Reimagining medical education means adding chapters on community, compassion, and connection. It means teaching students that healing is not a one-way act but a shared human experience. Because the doctors, dentists, and health workers of tomorrow must do more than treat diseases - they must build trust, reduce fear, and understand the lives behind every diagnosis. And maybe, in learning to care for others more completely, they’ll also learn to heal themselves.

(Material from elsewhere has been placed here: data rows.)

PR #489, opened 2024-03-08
revive header logo to return home

hypha:
It wasn't easy to go back to home page otherwise :)

### DIFF
--- a/components/header/header.tsx
+++ b/components/header/header.tsx
@@ -96,7 +96,7 @@ const HeaderActions = ({ mobile = false }: { mobile?: boolean }) => {
   );
 };
 
-export const Header = ({ inverted = false }: { inverted?: boolean }) => (
+export const Header = ({ inverted = true }: { inverted?: boolean }) => (
   <header className={clsx("p-6 flex items-center relative z-40", {})}>
     <input
       type="checkbox"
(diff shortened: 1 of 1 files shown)


patrick91:
Nice! do you think we should change the logo to have better contrast with the bg? 

CleanShot 2024-03-08 at 12 53 33@2x

hypha:
> Nice! do you think we should change the logo to have better contrast with the bg?
> 
> CleanShot 2024-03-08 at 12 53 33@2x

I was thinking the same thing and thought the pink & blue one might be better for contrast against white. 
image

thepetk (approved):
lgtm

hypha:
@patrick91 @thepetk @artcz perhaps the current blue and pink looks better for contrast ( https://github.com/EuroPython/website/pull/489/commits/eac16dc80becf28620dd97891f15f31e25c1ad4b) like this?
image
 

I think this one is part of the hero and not componentised separately as a logo, which might not be easy to use in comparison? 
image

If you are happy for the current version, feel free to merge or discuss which colours you'd like or take over entirely ofc :)

hypha:
hey hey! any thoughts on whether the current version can be merged or it should be modified in any specific direction? :hugs:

In India, there’s an effort to fix that. The AETCOM module — Attitude, Ethics, and Communication — introduced by the National Medical Commission, is one step toward teaching future doctors and dentists that good medicine starts with good humanity (NMC AETCOM Book). Some dental colleges have begun adapting these sessions  through role plays, reflection journals, and community postings  helping students connect beyond the clinic chair.

Globally too, the classroom is changing. In the United Kingdom, medical schools now integrate compassion-based learning into every stage of training. The NHS “Compassion in Practice” framework reshaped healthcare education around six core values i.e. care, compassion, competence, communication, courage, and commitment , values that are now embedded in how students are assessed and mentored.

Research backs up these transformations. A 2019 systematic review found that 75% of compassion-focused education interventions led to measurable increases in empathy and compassion among trainees . Another study on teaching empathy and compassion in undergraduate programs showed significant improvements in communication skills and reduced burnout .

These programs prove that compassion isn’t just an emotion - it’s a skill that can be taught, practiced, and measured.

That’s what reimagining medical education means to me: adding chapters on community, compassion, and connection. A classroom not defined by walls or projectors, but by conversations and shared experiences. One where students don’t just treat disease, but understand the stories behind it.

Because healing is never a one-way act, it’s a shared human experience. And maybe, in learning to care for others more completely, we’ll also learn to heal ourselves.